┏━━

Issue #59117, opened 2019-03-11
Add function to make paths absolute, which is different from canonicalization


retep998:
Many users want to turn relative paths into absolute paths, but the only tool that libstd currently offers is `canonicalize` which is bad because it has to hit the filesystem which has several downsides:

1. It takes time to hit the filesystem.
2. The path has to actually exist.
3. It fails on certain types of drives such as RAM drives on Windows.
4. The path it creates is a `\\?\` path which not all software can handle correctly and imposes requirements on further path manipulation that few users are even aware of.

Needing symbolic links actually resolved is an extremely rare use case, and is often misused to compare paths for equality when in reality you should be comparing file IDs due to things like hard links existing.

A new function (`normalize` or `make_absolute` or something, bikeshed away) should be added that will turn a relative path into an absolute path without touching the filesystem. On Windows this should either call `GetFullPathNameW` or do the pure Rust equivalent while on unixy platforms... *something* should happen, I have no idea.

┗━━

#### [What you will do]
Return each line of the data that contains the string "should".

#### [Exercise answer]
Needing symbolic links actually resolved is an extremely rare use case, and is often misused to compare paths for equality when in reality you should be comparing file IDs due to things like hard links existing.
A new function (`normalize` or `make_absolute` or something, bikeshed away) should be added that will turn a relative path into an absolute path without touching the filesystem. On Windows this should either call `GetFullPathNameW` or do the pure Rust equivalent while on unixy platforms... *something* should happen, I have no idea.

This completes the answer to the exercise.